PROVIDED ENTRIES: Begin

PR #776, opened 2024-10-10
Added clarity around the use and need of max-way-points

MichaelBaj:


avinashbhat80 (approved):

docs/concepts_waypoint_ports.md
```diff
@@ -27,10 +27,12 @@ Thus, each wayport on an SSR can initiate 24,574 sessions to each of 24,574 uniq
...
+
+It is important to note that despite the configured [port-range](config_reference_guide.md#port-range), the SSR will at most use 50K of those ports by default. The configuration [max-way-points](config_reference_guide.md#max-way-points) allows the SSR software to scale respective to the platform and the administrator's needs. A `max-way-points` setting that is smaller than the number of sessions traversing a peer path will result in port exhaustion. A `max-way-points` setting that is too large will result in wasted system resources. Best practice is to tune both the `port-range` and `max-way-points` to a factor of 1.5x of the max number of sessions traversing a peer path.
```
Chr1st0ph3rTurn3r, line 38:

PROVIDED ENTRIES: End

**EXERCISE DESCRIPTION**:
Print out all the entries precisely as written.

**RESPONSE AREA**:
PR #776, opened 2024-10-10
Added clarity around the use and need of max-way-points

MichaelBaj:


avinashbhat80 (approved):

docs/concepts_waypoint_ports.md
```diff
@@ -27,10 +27,12 @@ Thus, each wayport on an SSR can initiate 24,574 sessions to each of 24,574 uniq
...
+
+It is important to note that despite the configured [port-range](config_reference_guide.md#port-range), the SSR will at most use 50K of those ports by default. The configuration [max-way-points](config_reference_guide.md#max-way-points) allows the SSR software to scale respective to the platform and the administrator's needs. A `max-way-points` setting that is smaller than the number of sessions traversing a peer path will result in port exhaustion. A `max-way-points` setting that is too large will result in wasted system resources. Best practice is to tune both the `port-range` and `max-way-points` to a factor of 1.5x of the max number of sessions traversing a peer path.
```
Chr1st0ph3rTurn3r, line 38:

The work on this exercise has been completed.